The irony here is that becoming a part of the WCA database requires that you indeed compete. There is no other "membership".


----------



## jms_gears1 (May 10, 2010)

CubingCompetitions said:


> I will become a member then, the ironic thing is, I really am not much of a speedsolver, but I like to solve puzzles that aren't normally speedsolved. But it doesn't really matter, because I won't be competing.


Wait so you want to hold a competition, albeit one online, and yet your not a speedcuber, and dont plan on being one. You also didnt know that you had to compete to become a 'member' of the WCA

You obviously have no knowledge of the speedcubing community in general, and you want to run this competition? AND charge people for it?
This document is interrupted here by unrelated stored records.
PR #24, opened 2020-04-09
sdk as submodule

geoffrey-vl:


JF002:
Thanks for this pull request, @geoffrey-vl . I appreciate!

However, I'm wondering : how do we ensure that the repo you use to fetch the SDK (https://github.com/justaddobvious/nRF5_SDK_15.3.0_59ac345) is genuine, as it does not seem to be an official repo?

geoffrey-vl:
You're correct.
I would have preferred to use the official [Nordic](https://github.com/NordicSemiconductor) repo, but I couldn't find it on github. This was the next best thing I could find. For hosting concerns (and the lack of it) it would be better for you to fork it so that we can point to your fork instead.
But that's your choice however :)

As far is integrity goes, its off course better to set up your own SDK repo from scratch and trust only but yourselves, or Nordic if you want.

I'll try to get someone from the Nordic team to elaborate the chance for the SDK to ever emerge on GH.

JF002:
Sorry for the delay !

Indeed, an official repo from Nordic would be a solution. However, according to [the link you mentionned](https://devzone.nordicsemi.com/f/nordic-q-a/27851/why-isn-t-the-nrf51-sdk-on-git), they are working on it for more than 5 years.

Do you know if the licence allows me to host a copy of the SDK in a Github repo?

endian-albin:
> Do you know if the licence allows me to host a copy of the SDK in a Github repo?

I've now skimmed through all of the license notices in the nRF5_SDK_16.0.0 SDK including the external libraries. Everything is redistributable under various permissive (e.g. BSD 3-clause) or silly terms, e.g. that it may only be used with Nordic hardware or that reverse-engineering / decompilation of the SDK is forbidden. The only license notice I found to be borderline is the one for "Tile" (under external/) which says:

> Copyright 2017 Tile Inc.  All Rights Reserved.
> All code or other information included in the accompanying files ("Tile Source Material")
> is PROPRIETARY information of Tile Inc. ("Tile") and access and use of the Tile Source Material
> is subject to these terms. The Tile Source Material may only be used for demonstration purposes,
> and may not be otherwise distributed or made available to others, including for commercial purposes.
> Without limiting the foregoing , you understand and agree that no production use
> of the Tile Source Material is allowed without a Tile ID properly obtained under a separate
> agreement with Tile.
> You also understand and agree that Tile may terminate the limited rights granted under these terms
> at any time in its discretion.
> All Tile Source Material is provided AS-IS without warranty of any kind.
> Tile does not warrant that the Tile Source Material will be error-free or fit for your purposes.
> Tile will not be liable for any damages resulting from your use of or inability to use
> the Tile Source Material.

Perhaps one could write a script that removes all of the components that are not used...

borgmanJeremy:
Could we consider just grabbing the depenencies with Conan? Then we can keep the original hosted location and tie into cmake nicely.

redengin:
CMake FetchContent https://cmake.org/cmake/help/latest/module/FetchContent.html can already provide dependency pulls.

While Conan is an option, it's yet another syntax and build-host installation.

JF002:
I'm closing this PR as it's really old. I don't think we need this right now, as the docker build downloads all the dependencies for us. 
Thanks anyway for your work!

Either your an idiot, an optimist or and idioticaly optimistic idiot....


----------



## CubingCompetitions (May 10, 2010)

wow, OK, I don't have to be part of, know about, or care anything about WCA. I don't know anything about it, because I've never needed to because I've never been able to attend a competition. But I don't understand why that is a problem, I have a good brain (i daresay) and I can handle the logistics of this. it's not really rocket science. and just to let you know, this is not about "the speedcubing community" it's about puzzles that AREN'T speedcubed, so it gives people a chance to compete with puzzles that the are good at that aren't official events.


----------



## Dene (May 11, 2010)

Pro tip: A "good brain" can be used to generate better grammar.


----------



## riffz (May 11, 2010)

Dene said:


> Pro tip: A "good brain" can be used to generate better grammar.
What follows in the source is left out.